From the listing below, extract every line containing "preview".
=== Begin Enclosure ===
PR #1282, opened 2020-06-03
Refactor cache code

praveenkumar:
This is mostly refactor of the current code.

### DIFF
--- a/Makefile
+++ b/Makefile
@@ -13,6 +13,10 @@
 # limitations under the License.
 
 BUNDLE_VERSION = 4.5.0-rc.5
+# OC_VERSION and BUNDLE_VERSION are going to same for release artifacts but
+# different for nightly and CI bits where bundle version would be any random
+# string or dd-mm-yyyy format.
+OC_VERSION ?= ${BUNDLE_VERSION}
 BUNDLE_EXTENSION = crcbundle
 CRC_VERSION = 1.12.0
 COMMIT_SHA=$(shell git rev-parse --short HEAD)
@@ -57,6 +61,7 @@ __check_defined = \
 # Linker flags
 VERSION_VARIABLES := -X $(REPOPATH)/pkg/crc/version.crcVersion=$(CRC_VERSION) \
     -X $(REPOPATH)/pkg/crc/version.bundleVersion=$(BUNDLE_VERSION) \
+    -X $(REPOPATH)/pkg/crc/version.ocVersion=$(OC_VERSION) \
 	-X $(REPOPATH)/pkg/crc/version.commitSha=$(COMMIT_SHA)
 
 BUNDLE_EMBEDDED := -X $(REPOPATH)/pkg/crc/constants.bundleEmbedded=true
--- a/pkg/crc/cache/cache.go
+++ b/pkg/crc/cache/cache.go
@@ -85,6 +85,9 @@ func (c *Cache) CacheBinary() error {
 
 	for _, extractedFilePath := range extractedFiles {
 		finalBinaryPath := filepath.Join(c.destDir, filepath.Base(extractedFilePath))
+		// If the file exists then remove it (ignore error) first before copy because with `0500` permission
+		// it is not possible to overwrite the file.
+		os.Remove(finalBinaryPath)
 		err = crcos.CopyFileContents(extractedFilePath, finalBinaryPath, 0500)
 		if err != nil {
 			return err
--- a/pkg/crc/cache/cache.go
+++ b/pkg/crc/cache/cache.go
@@ -2,6 +2,11 @@ package cache
 
 import (
 	"fmt"
+	"io/ioutil"
+	"os"
+	"path/filepath"
+	"strings"
+
 	"github.com/code-ready/crc/pkg/crc/constants"
 	"github.com/code-ready/crc/pkg/crc/logging"
 	"github.com/code-ready/crc/pkg/download"
@@ -9,9 +14,6 @@ import (
 	"github.com/code-ready/crc/pkg/extract"
 	crcos "github.com/code-ready/crc/pkg/os"
 	"github.com/pkg/errors"
-	"io/ioutil"
-	"os"
-	"path/filepath"
 )
 
 type Cache struct {
@@ -81,11 +83,20 @@ func (c *Cache) CacheBinary() error {
 		return err
 	}
 
-	// Extract the tarball and put it the cache directory.
-	extractedFiles, err := extract.UncompressWithFilter(assetTmpFile, tmpDir, false,
-		func(filename string) bool { return filepath.Base(filename) == c.binaryName })
-	if err != nil {
-		return errors.Wrapf(err, "Cannot uncompress '%s'", assetTmpFile)
+	var extractedFiles []string
+	// Check the file is tarball or not
+	if IsTarball(assetTmpFile) {
+		// Extract the tarball and put it the cache directory.
+		extractedFiles, err = extract.UncompressWithFilter(assetTmpFile, tmpDir, false,
+			func(filename string) bool { return filepath.Base(filename) == c.binaryName })
+		if err != nil {
+			return errors.Wrapf(err, "Cannot uncompress '%s'", assetTmpFile)
+		}
+	} else {
+		extractedFiles = append(extractedFiles, assetTmpFile)
+		if filepath.Base(assetTmpFile) != c.binaryName {
+			logging.Warnf("Binary name is %s but extracted file name is %s", c.binaryName, filepath.Base(assetTmpFile))
+		}
 	}
 
 	// Copy the requested asset into its final destination
@@ -104,7 +115,6 @@ func (c *Cache) CacheBinary() error {
 			return err
 		}
 	}
-
 	return nil
 }
 
@@ -134,4 +144,14 @@ func (c *Cache) CheckVersion() error {
 		return &VersionMismatchError{CurrentVersion: currentVersion, ExpectedVersion: c.version}
 	}
 	return nil
+}
+
+func IsTarball(filename string) bool {
+	tarballExtensions := []string{".tar", ".tar.gz", ".tar.xz", ".zip", ".tar.bz2", ".crcbundle"}
+	for _, extension := range tarballExtensions {
+		if strings.HasSuffix(strings.ToLower(filename), extension) {
+			return true
+		}
+	}
+	return false
 }
--- a/pkg/crc/cache/cache.go
+++ b/pkg/crc/cache/cache.go
@@ -24,16 +24,16 @@ func New(binarName string, archiveURL string, destDir string) *Cache {
 	return &Cache{binaryName: binarName, archiveURL: archiveURL, destDir: destDir}
 }
 
-func NewOcCache(destDir string) *Cache {
-	return New(constants.OcBinaryName, constants.GetOcUrl(), destDir)
+func NewOcCache() *Cache {
+	return New(constants.OcBinaryName, constants.GetOcUrl(), constants.CrcOcBinDir)
 }
 
-func NewPodmanCache(destDir string) *Cache {
-	return New(constants.PodmanBinaryName, constants.GetPodmanUrl(), destDir)
+func NewPodmanCache() *Cache {
+	return New(constants.PodmanBinaryName, constants.GetPodmanUrl(), constants.CrcBinDir)
 }
 
-func NewGoodhostsCache(destDir string) *Cache {
-	return New(constants.GoodhostsBinaryName, constants.GetGoodhostsUrl(), destDir)
+func NewGoodhostsCache() *Cache {
+	return New(constants.GoodhostsBinaryName, constants.GetGoodhostsUrl(), constants.CrcBinDir)
 }
 
 func (c *Cache) IsCached() bool {
--- a/pkg/crc/cache/cache.go
+++ b/pkg/crc/cache/cache.go
@@ -1,10 +1,7 @@
 package cache
 
 import (
-	"io/ioutil"
-	"os"
-	"path/filepath"
-
+	"fmt"
 	"github.com/code-ready/crc/pkg/crc/constants"
 	"github.com/code-ready/crc/pkg/crc/logging"
 	"github.com/code-ready/crc/pkg/download"
@@ -12,28 +9,42 @@ import (
 	"github.com/code-ready/crc/pkg/extract"
 	crcos "github.com/code-ready/crc/pkg/os"
 	"github.com/pkg/errors"
+	"io/ioutil"
+	"os"
+	"path/filepath"
 )
 
 type Cache struct {
 	binaryName string
 	archiveURL string
 	destDir    string
+	version    string
+	getVersion func() (string, error)
 }
 
-func New(binarName string, archiveURL string, destDir string) *Cache {
-	return &Cache{binaryName: binarName, archiveURL: archiveURL, destDir: destDir}
+type VersionMismatchError struct {
+	ExpectedVersion string
+	CurrentVersion  string
 }
 
-func NewOcCache() *Cache {
-	return New(constants.OcBinaryName, constants.GetOcUrl(), constants.CrcOcBinDir)
+func (e *VersionMismatchError) Error() string {
+	return fmt.Sprintf("expected: %s but got: %s", e.ExpectedVersion, e.CurrentVersion)
 }
 
-func NewPodmanCache() *Cache {
-	return New(constants.PodmanBinaryName, constants.GetPodmanUrl(), constants.CrcBinDir)
+func New(binaryName string, archiveURL string, destDir string, version string, getVersion func() (string, error)) *Cache {
+	return &Cache{binaryName: binaryName, archiveURL: archiveURL, destDir: destDir, version: version, getVersion: getVersion}
 }
 
-func NewGoodhostsCache() *Cache {
-	return New(constants.GoodhostsBinaryName, constants.GetGoodhostsUrl(), constants.CrcBinDir)
+func NewOcCache(version string, getVersion func() (string, error)) *Cache {
+	return New(constants.OcBinaryName, constants.GetOcUrl(), constants.CrcOcBinDir, version, getVersion)
+}
+
+func NewPodmanCache(version string, getVersion func() (string, error)) *Cache {
+	return New(constants.PodmanBinaryName, constants.GetPodmanUrl(), constants.CrcBinDir, version, getVersion)
+}
+
+func NewGoodhostsCache(version string, getVersion func() (string, error)) *Cache {
+	return New(constants.GoodhostsBinaryName, constants.GetGoodhostsUrl(), constants.CrcBinDir, version, getVersion)
 }
 
 func (c *Cache) IsCached() bool {
@@ -44,7 +55,7 @@ func (c *Cache) IsCached() bool {
 }
 
 func (c *Cache) EnsureIsCached() error {
-	if !c.IsCached() {
+	if !c.IsCached() || c.CheckVersion() != nil {
 		err := c.CacheBinary()
 		if err != nil {
 			return err
@@ -55,7 +66,7 @@ func (c *Cache) EnsureIsCached() error {
 
 // CacheBinary downloads and caches the requested binary into the CRC directory
 func (c *Cache) CacheBinary() error {
-	if c.IsCached() {
+	if c.IsCached() && c.CheckVersion() == nil {
 		return nil
 	}
 
@@ -108,4 +119,19 @@ func (c *Cache) getBinary(destDir string) (string, error) {
 	}
 
 	return destPath, err
+}
+
+func (c *Cache) CheckVersion() error {
+	// Check if version string is non-empty
+	if c.version == "" {
+		return nil
+	}
+	currentVersion, err := c.getVersion()
+	if err != nil {
+		return err
+	}
+	if currentVersion != c.version {
+		return &VersionMismatchError{CurrentVersion: currentVersion, ExpectedVersion: c.version}
+	}
+	return nil
 }
--- a/pkg/crc/preflight/preflight_checks_common.go
+++ b/pkg/crc/preflight/preflight_checks_common.go
@@ -5,11 +5,14 @@ import (
 	"fmt"
 	"os"
 	"path/filepath"
+	"strings"
 
 	"github.com/code-ready/crc/pkg/crc/cache"
 	"github.com/code-ready/crc/pkg/crc/constants"
 	"github.com/code-ready/crc/pkg/crc/logging"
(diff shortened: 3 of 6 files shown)


pkg/crc/cache/cache.go
```diff
@@ -130,3 +135,13 @@ func (c *Cache) CheckVersion() error {
 	}
 	return nil
 }
+
+func IsTarball(filename string) bool {
+	tarballExtensions := []string{".tar", ".tar.gz", ".tar.xz", ".zip", ".crcbundle"}
+	for _, extension := range tarballExtensions {
+		if strings.HasSuffix(path.Base(filename), extension) {
```
cfergeau, line 142: I would do a case-insensitive comparison. Maybe add tar.bz2 to the list of archives? (I forgot if we handle this or not for now).

cfergeau: Wondering if rather than detecting tarball vs uncompressed, we should not be making sure that all the binaries we get are compressed?

pkg/crc/cache/cache.go
```diff
@@ -18,22 +20,24 @@ type Cache struct {
...
 
-func New(binarName string, archiveURL string, destDir string) *Cache {
-	return &Cache{binaryName: binarName, archiveURL: archiveURL, destDir: destDir}
+func New(binarName string, archiveURL string, destDir string, version string, versionArg []string) *Cache {
+	return &Cache{binaryName: binarName, archiveURL: archiveURL, destDir: destDir, version: version, versionArg: versionArg}
 }
 
-func NewOcCache(destDir string) *Cache {
-	return New(constants.OcBinaryName, constants.GetOcUrl(), destDir)
+func NewOcCache(destDir string, version string, versionArg []string) *Cache {
```
cfergeau, line 32: I should have thought of this before, but I don't think having `destDir` as a `NewOcCache` parameter is really useful, we want the `oc` binary to go to a welll known location, we won't have some parts of the code putting it in /some/dir, and other parts of the code putting it in /other/dir. We could add a `GetBinaryPath()` or such to this package.

pkg/crc/cache/cache.go
```diff
@@ -106,3 +110,20 @@ func (c *Cache) getBinary(destDir string) (string, error) {
...
 }
+
+func (c *Cache) CheckVersion() error {
+	// Check if version string is non-empty
+	if c.version == "" {
+		return nil
+	}
+	// Check the version of a binary matches to supported one
+	binaryPath := filepath.Join(c.destDir, c.binaryName)
+	stdOut, stdErr, err := crcos.RunWithDefaultLocale(binaryPath, c.versionArg...)
```
cfergeau, line 129: My feeling is that it would be more flexible to pass a `GetVersion` method rather than using `c.VersionArg`. This would give us the opportunity to do more sophisticated version extraction if needed, instead of just `strings.Contains`

cfergeau:
Forgot to mention, this is a good opportunity to add tests for the Cache package.

pkg/crc/cache/cache.go
praveenkumar: > I would do a case-insensitive comparison.
Sure we can add it.

>  Maybe add tar.bz2 to the list of archives? (I forgot if we handle this or not for now).

No, atm we don't handle it as part of extract.

pkg/crc/cache/cache.go
praveenkumar: @cfergeau this makes it really explicit, we we add `GetBinaryPath()` then how you want to handle podman, oc  or any other future binary which will have it's own path? or you want to provide the path as per binaryName?

pkg/crc/cache/cache.go
praveenkumar: @cfergeau so `GetVersion` just provide the curent version of binary or will it do something more? `strings.Contains` is part of `CheckVersion` where we compare what is installed vs what we expect.

cfergeau: It would return the current version of the binary (which could come from running the binary), then `CheckVersion` could use a semantic version check instead, or use `==` directly, rather than a very wide `strings.Contains`.

pkg/crc/cache/cache.go
cfergeau: `func (c *Cache) GetBinaryPath() (string, error)` this would be a method, so it would be `ocCache.GetBinaryPath()`, `podmanCache.GetBinaryPath()`, ... It would not do a lot more than `return filepath.join(c.DestDir, c.BinaryName)` (approximate syntax/implementation :)

cfergeau:
retest this please.

pkg/crc/cache/cache.go
praveenkumar: @cfergeau the only way semantic version check works if each binary we use follows it, currently even the tray bits we control for windows not able to follow semantic versioning.

pkg/crc/cache/cache.go
praveenkumar: @cfergeau `return filepath.join(c.DestDir, c.BinaryName)` even here we do need `destDir` and how do we get it?

cfergeau:
```
diff --git a/pkg/crc/cache/cache.go b/pkg/crc/cache/cache.go
index 72a5babc..6b54f826 100644
--- a/pkg/crc/cache/cache.go
+++ b/pkg/crc/cache/cache.go
@@ -24,8 +24,8 @@ func New(binarName string, archiveURL string, destDir string) *Cache {
        return &Cache{binaryName: binarName, archiveURL: archiveURL, destDir: destDir}
 }
 
-func NewOcCache(destDir string) *Cache {
-       return New(constants.OcBinaryName, constants.GetOcUrl(), destDir)
+func NewOcCache() *Cache {
+       return New(constants.OcBinaryName, constants.GetOcUrl(), constants.CrcOcBinDir)
 }
 
 func NewPodmanCache(destDir string) *Cache {
@@ -36,6 +36,10 @@ func NewGoodhostsCache(destDir string) *Cache {
        return New(constants.GoodhostsBinaryName, constants.GetGoodhostsUrl(), destDir)
 }
 
+func (c *Cache) GetBinaryPath() string {
+       return filepath.Join(c.destDir, c.binaryName)
+}
+
 func (c *Cache) IsCached() bool {
        if _, err := os.Stat(filepath.Join(c.destDir, c.binaryName)); os.IsNotExist(err) {
                return false
diff --git a/pkg/crc/preflight/preflight_checks_common.go b/pkg/crc/preflight/preflight_checks_common.go
index 0fa00942..5f22d5d1 100644
--- a/pkg/crc/preflight/preflight_checks_common.go
+++ b/pkg/crc/preflight/preflight_checks_common.go
@@ -71,7 +71,7 @@ func checkOcBinaryCached() error {
        // We should remove this code after 3-4 releases. (after 2020-07-10)
        os.Remove(filepath.Join(constants.CrcBinDir, "oc"))
 
-       oc := cache.NewOcCache(constants.CrcOcBinDir)
+       oc := cache.NewOcCache()
        if !oc.IsCached() {
                return errors.New("oc binary is not cached")
        }
@@ -80,7 +80,7 @@ func checkOcBinaryCached() error {
 }
 
 func fixOcBinaryCached() error {
-       oc := cache.NewOcCache(constants.CrcOcBinDir)
+       oc := cache.NewOcCache()
        if err := oc.EnsureIsCached(); err != nil {
                return fmt.Errorf("Unable to download oc %v", err)
        }
```
really 2 separate suggestions, we should imo be removing `destDir` from `NewOcCache` and similar methods. The `GetBinaryPath()` suggestion is more a "would such an API be useful?" question.

pkg/crc/cache/cache.go
cfergeau: I think the tray versioning is valid semantic versioning, except that the semantic spec explicitly says these are alpha/test releases and don't really define how to compare them ;) Comparing with `==` is still better than `strings.Contains` in my opinion.

pkg/crc/cache/cache.go
```diff
@@ -69,12 +74,17 @@ func (c *Cache) CacheBinary() error {
...
-	// Extract the tarball and put it the cache directory.
-	extractedFiles, err := extract.UncompressWithFilter(assetTmpFile, tmpDir,
-		func(filename string) bool { return filepath.Base(filename) == c.binaryName })
-	if err != nil {
-		return errors.Wrapf(err, "Cannot uncompress '%s'", assetTmpFile)
+	var extractedFiles []string
+	// Check the file is tarball or not
+	if IsTarball(assetTmpFile) {
+		// Extract the tarball and put it the cache directory.
+		extractedFiles, err = extract.UncompressWithFilter(assetTmpFile, tmpDir,
```
guillaumerose, line 81: Let say I don't have oc and goodhost on my machine, will it unzip two times the archive ?

pkg/crc/cache/cache.go
```diff
@@ -85,12 +95,14 @@ func (c *Cache) CacheBinary() error {
 
 	for _, extractedFilePath := range extractedFiles {
```
guillaumerose, line 96: At this point, I think extractedFiles will always have a length of 1 or 0. Maybe we can avoid the loop ?

pkg/crc/cache/cache.go
```diff
@@ -123,3 +130,13 @@ func (c *Cache) CheckVersion() error {
 	}
 	return nil
 }
+
+func IsTarball(filename string) bool {
+	tarballExtensions := []string{".tar", ".tar.gz", ".tar.xz", ".zip", ".tar.bz2", ".crcbundle"}
+	for _, extension := range tarballExtensions {
+		if strings.HasSuffix(strings.ToLower(path.Base(filename)), extension) {
```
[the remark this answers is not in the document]
guillaumerose: You can look at `filepath.Ext` also.

pkg/crc/cache/cache.go
praveenkumar: @guillaumerose no it shouldn't extract it twice, this logic check if the file is a tarball type or not if yes the only it will run the extract otherwise just download.

pkg/crc/cache/cache.go
praveenkumar: @guillaumerose we put this so in future if we want to have more files like shasum or License ext. to be extracted.

pkg/crc/preflight/preflight_checks_linux.go
```diff
@@ -244,37 +243,24 @@ func fixLibvirtServiceRunning() error {
...
+		return err
 	}
-	logging.Debugf("%s is already installed in %s", libvirt.MachineDriverCommand, libvirtDriverPath)
+	logging.Debugf("%s is already installed", libvirt.MachineDriverCommand)
 	return nil
 }
 
 func fixMachineDriverLibvirtInstalled() error {
 	logging.Debugf("Installing %s", libvirt.MachineDriverCommand)
-	_, err := extractBinary(libvirt.MachineDriverCommand, 0755)
```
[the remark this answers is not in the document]
praveenkumar: @cfergeau yes that I know, I kept it just this way to have initial structure reviewed since on the Mac side also after refactor this will not needed.

pkg/crc/preflight/preflight_checks_linux.go
```diff
@@ -244,37 +243,24 @@ func fixLibvirtServiceRunning() error {
 func checkMachineDriverLibvirtInstalled() error {
 	logging.Debugf("Checking if %s is installed", libvirt.MachineDriverCommand)
 
-	// Check if crc-driver-libvirt is available
-	libvirtDriverPath := filepath.Join(constants.CrcBinDir, libvirt.MachineDriverCommand)
-	err := unix.Access(libvirtDriverPath, unix.X_OK)
-	if err != nil {
-		return fmt.Errorf("%s is not executable", libvirtDriverPath)
-	}
-
```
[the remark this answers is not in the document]
praveenkumar: @cfergeau atm no, we should add that also.

pkg/crc/cache/cache.go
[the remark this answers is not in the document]
praveenkumar: yes I think we can use the filepath.Ext

pkg/crc/preflight/preflight_checks_common.go
```diff
@@ -124,3 +130,12 @@ func fixGoodhostsBinaryCached() error {
 	logging.Debug("goodhost binary cached")
 	return setSuid(goodhostPath)
 }
+
+func getCurrentOcversion() (string, error) {
+	ocPath := filepath.Join(constants.CrcOcBinDir, constants.OcBinaryName)
+	stdOut, _, err := crcos.RunWithDefaultLocale(ocPath, "version", "--client")
```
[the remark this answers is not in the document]
praveenkumar: > wondering if the parsing could be simpler/more robust with -oyaml or -ojson? 

yes we can use the json or yaml output and put into the struct to get just the version info but even with current scenario it is not that bad.

> On the other hand, this makes it very similar to getCurrentLibvirtDriverVersion() introduced later which could have its use.

Both have different argument to get the version, and that was initially the point to pass function for version info.

pkg/crc/cache/cache.go
```diff
@@ -106,3 +108,15 @@ func (c *Cache) getBinary(destDir string) (string, error) {
...
 }
+
+func (c *Cache) CheckVersion() error {
+	// Check if version string is non-empty
+	if c.version == "" {
+		return nil
+	}
+	currentVersion, err := c.getVerison()
+	if currentVersion != c.version {
+		return fmt.Errorf("%s does not have right version \n Required: %s \n Got: %s use 'crc setup' command.\n%v\n", c.binaryName, c.version, currentVersion, err)
```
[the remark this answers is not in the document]
praveenkumar: @cfergeau as of now whole Cache implementation is used as part of preflight and setup so I think this is good way to return consistent error in case of mismatch or you just want to have error till it says `required: foo but Got: bar` ?

pkg/crc/cache/cache.go
```diff
@@ -1,39 +1,41 @@
...
 	binaryName string
 	archiveURL string
 	destDir    string
+	version    string
+	getVerison func() (string, error)
 }
 
-func New(binarName string, archiveURL string, destDir string) *Cache {
-	return &Cache{binaryName: binarName, archiveURL: archiveURL, destDir: destDir}
+func New(binarName string, archiveURL string, destDir string, version string, getVerison func() (string, error)) *Cache {
```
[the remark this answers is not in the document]
praveenkumar: Ack

pkg/crc/cache/cache.go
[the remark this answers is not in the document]
cfergeau: For `.tar.gz`/`.tar.xz`/`.tar.bz2`, `filepath.Ext` is not going to do the right thing.

pkg/crc/cache/cache.go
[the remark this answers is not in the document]
cfergeau: I'd consider adding an error type
```
type VersionMismatchError {
    ExpectedVersion string
    CurrentVersion string
}
func (e *VersionMismatchError) Error() string { return fmt.Sprintf("expected: %s but got: %s", e.ExpectedVersion, e.CurrentVersion) }
```
This way, the higher level code can easily generate `fmt.Errorf("%s does not have right version \n Required: %s \n Got: %s use 'crc setup' command.\n%v\n", c.binaryName, c.version, currentVersion, err)` if it wants.

pkg/crc/preflight/preflight_checks_linux.go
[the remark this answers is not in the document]
cfergeau: If CI was functional, the PR would not pass CI :)

pkg/crc/cache/cache.go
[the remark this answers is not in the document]
praveenkumar: we can just check `.gz` `.xz` and `.bz2` extensions instead using fully `.tar.gz` right?

pkg/crc/cache/cache.go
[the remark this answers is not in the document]
praveenkumar: @cfergeau in that case in all the high level functions (caller of `CheckVersion` ) need to add same kind of string or create another variable which take this error message and append the other string.

pkg/crc/preflight/preflight_checks_common.go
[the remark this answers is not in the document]
cfergeau: > Both have different argument to get the version, and that was initially the point to pass function for version info.

Yup, only thinking out loud that maybe it will be useful that they are similar so that we can use something like `func() { return genericGetVersion("version", "--client") }` as the `getVersion` method.

pkg/crc/cache/cache.go
guillaumerose: oh thanks! I thought it would extract the crcbundle but it's in fact the archive containing the bits in the upstream mirror.

pkg/crc/cache/cache.go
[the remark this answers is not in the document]
cfergeau: `foo.gz` is a single file compressed with gzip, `foo.tar.gz` is a tar archive (multiple files) compressed with gzip, passing `foo.gz` to `uncompress` would fail with `"Unknown file format when trying to uncompress %s"`

pkg/crc/cache/cache.go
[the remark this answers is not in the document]
cfergeau: Not sure I understand your objection? If the higher level code is fine with a generic message, `e.Error()` will return such a message (`expected: %s but got: %s"`). If they want a more specific message more appropriate in the context of the higher level code, they can build one (ie they ignore `e.Error()` and use the `ExpectedVersion`/`CurrentVersion` fields).

pkg/crc/cache/cache.go
```diff
@@ -1,39 +1,41 @@
...
+	return &Cache{binaryName: binarName, archiveURL: archiveURL, destDir: destDir, version: version, getVerison: getVerison}
 }
 
-func NewOcCache(destDir string) *Cache {
-	return New(constants.OcBinaryName, constants.GetOcUrl(), destDir)
+func NewOcCache(destDir string, version string, getVersion func() (string, error)) *Cache {
```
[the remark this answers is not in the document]
praveenkumar: @cfergeau version is something get from the constant but getVersion is not something constant and need to be passed. Even for version assume in case of libvirt driver to get that constant we need to import the libvrit driver constant to cache which doesn't look good. so I will keep it as it is for now.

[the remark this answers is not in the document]
cfergeau: >  we need to import the libvrit driver constant to cache which doesn't look good.
 
The miscellaneous specialized OcCache, PodmanCache, ... already don't look that great in the generic cache package, so I would not mind getting the constant from where we need it. These specialized caches could be split off in their own file to 'hide' these dependencies from the main cache file :)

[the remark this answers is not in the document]
cfergeau: And I don't think it's that great to export a method with arguments which are always going to be the same...
```
pkg/crc/preflight/preflight_checks_common.go:   oc := cache.NewOcCache(version.GetOcVersion(), getCurrentOcversion)
pkg/crc/preflight/preflight_checks_common.go:   oc := cache.NewOcCache(version.GetOcVersion(), getCurrentOcversion)
```
This just makes the method more complicated to use, the occache package is harder to understand as you need to look in multiple places for a clear image, ...

pkg/crc/cache/cache.go
```diff
@@ -80,12 +82,17 @@ func (c *Cache) CacheBinary() error {
...
+	// Check the file is tarball or not
+	if IsTarball(assetTmpFile) {
+		// Extract the tarball and put it the cache directory.
+		extractedFiles, err = extract.UncompressWithFilter(assetTmpFile, tmpDir,
+			func(filename string) bool { return filepath.Base(filename) == c.binaryName })
+		if err != nil {
+			return errors.Wrapf(err, "Cannot uncompress '%s'", assetTmpFile)
+		}
+	} else {
+		extractedFiles = append(extractedFiles, assetTmpFile)
```
cfergeau, line 95: I think this should at least warn if `assetTmpFile` does not match `c.binaryName`?

Makefile
```diff
@@ -13,6 +13,10 @@
 # limitations under the License.
 
 BUNDLE_VERSION = 4.4.8
+# OC_VERSION and BUNDLE_VERSION are going to same for release artifacts but
+# different for nightly and CI bits where bundle version would be any random
+# string or dd-mm-yyyy format.
+OC_VERSION = 4.4.8
```
cfergeau, line 19: This is better done as `OC_VERSION ?= $(BUNDLE_VERSION)` to avoid duplicating the bundle version a 3rd time. You can then run `make OC_VERSION=4.4.10` when you want to override it. However, it might be better to detect that we are in a CI/nightly context as opposed to a release context, and then use either `latest-4.x` or maybe https://mirror.openshift.com/pub/openshift-v4/clients/ocp-dev-preview/4.6.0-0.nightly-2020-06-30-020342/ to also test newest `oc` code and catch regressions early.

pkg/crc/cache/cache.go
praveenkumar: @cfergeau Added the warn message.

Makefile
praveenkumar: > This is better done as OC_VERSION ?= $(BUNDLE_VERSION) to avoid duplicating the bundle version a 3rd time. You can then run make OC_VERSION=4.4.10 when you want to override it. 

Done

>  However, it might be better to detect that we are in a CI/nightly context as opposed to a release context, and then use either latest-4.x or maybe https://mirror.openshift.com/pub/openshift-v4/clients/ocp-dev-preview/4.6.0-0.nightly-2020-06-30-020342/ to also test newest oc code and catch regressions early.

yes we have to think that if this is possible because the base url is change here so to support that kind of thing we also need to make the base url configurable from the makefile.

cfergeau: >  we also need to make the base url configurable from the makefile.

In my opinion, it's more useful to have a release/nightly toggle, or even autodetection in the Makefile.

praveenkumar: > In my opinion, it's more useful to have a release/nightly toggle, or even autodetection in the Makefile.

@cfergeau yes but somewhere we need to mention it, even we do release/nightly toggle then download url also need respect that choice, anyway we can take this as separate PR.

cfergeau: Yes, I'm still of the opinion that even this OC_VERSION Makefile variable should have been part of this separate PR which would focus on adding CI/nightly support rather than slipping it in this not directly related PR.

praveenkumar: @cfergeau filled https://github.com/code-ready/crc/issues/1362 one to track it.

pkg/crc/cache/cache.go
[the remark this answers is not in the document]
cfergeau: I don't think we ever reached a consensus on this one...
=== End Enclosure ===
> _OUTPUT BELOW_:
cfergeau, line 19: This is better done as `OC_VERSION ?= $(BUNDLE_VERSION)` to avoid duplicating the bundle version a 3rd time. You can then run `make OC_VERSION=4.4.10` when you want to override it. However, it might be better to detect that we are in a CI/nightly context as opposed to a release context, and then use either `latest-4.x` or maybe https://mirror.openshift.com/pub/openshift-v4/clients/ocp-dev-preview/4.6.0-0.nightly-2020-06-30-020342/ to also test newest `oc` code and catch regressions early.
>  However, it might be better to detect that we are in a CI/nightly context as opposed to a release context, and then use either latest-4.x or maybe https://mirror.openshift.com/pub/openshift-v4/clients/ocp-dev-preview/4.6.0-0.nightly-2020-06-30-020342/ to also test newest oc code and catch regressions early.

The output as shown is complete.